* **Prompt**: Extract the final stretch of the data: the line that contains "Fix overlocking and sleeping issue" and every line after it, unaltered, and no other lines.

Extracted information below:

PR #1372, opened 2021-05-28
Manual peering tutorial and docs

georgysavva:
Write a tutorial for manual peering module and document web API.


capossele (approved):

docs/tutorials/manual_peering.md
```diff
@@ -0,0 +1,49 @@
+# Manual Peering
+
+With manual peering, it's possible to connect only with a static list of known peers that the user has provided
+and don't depend on the autopeering. There are two ways to work with the list of known peers of the node:
```
jonastheis, line 4:
```suggestion
Manual peering enables node operators to exchange their nodes' information and let them peer with each other, orthogonal to autopeering. It can be an additional protection against eclipse attacks as the manual peering is completely in the hands of the node operator based on real world trust. Furthermore, it allows to operate nodes without exposing their IP address to the network.
There are two ways to configure the list of known peers of the node:
```

jonastheis (approved):

PR #1398, opened 2021-06-01
[Docs] protocol specification

capossele:


apenzk (approved):
Text looks good. just a few grammar changes and splitting of paras
I have changed Goshimmer to GoShimmer where it was save to do so (i.e. only in the docs or in comments)

PR #1408, opened 2021-06-02
Fix overlocking and sleeping issue

jonastheis:


plugins/webapi/ledgerstate/plugin.go
```diff
@@ -433,9 +433,6 @@ var (
 
 // PostTransaction sends a transaction.
 func PostTransaction(c echo.Context) error {
-	sendTxMu.Lock()
```
jkrvivian, line 436: Remove the `sendTxMu` declaration above as well.

PR #1414, opened 2021-06-07
feat: Move scheduling after booking

jkrvivian:
# Description of change

* Move the scheduler after the booker
* Remove FIFO-scheduler
* Avoid deleting discarded messages from the storage
  This causes panic when inheriting branches in the booker for its children.
* Avoid scheduling old messages (> 30 mins)
  To avoid exploding node queue sizes when syncing
* Make booker running on 1 single go-routine, since it is not thread-safe yet.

End of Extracted information.

* **Exercise answer**:
Fix overlocking and sleeping issue

jonastheis:


plugins/webapi/ledgerstate/plugin.go
```diff
@@ -433,9 +433,6 @@ var (
 
 // PostTransaction sends a transaction.
 func PostTransaction(c echo.Context) error {
-	sendTxMu.Lock()
```
jkrvivian, line 436: Remove the `sendTxMu` declaration above as well.

PR #1414, opened 2021-06-07
feat: Move scheduling after booking

jkrvivian:
# Description of change

* Move the scheduler after the booker
* Remove FIFO-scheduler
* Avoid deleting discarded messages from the storage
  This causes panic when inheriting branches in the booker for its children.
* Avoid scheduling old messages (> 30 mins)
  To avoid exploding node queue sizes when syncing
* Make booker running on 1 single go-routine, since it is not thread-safe yet.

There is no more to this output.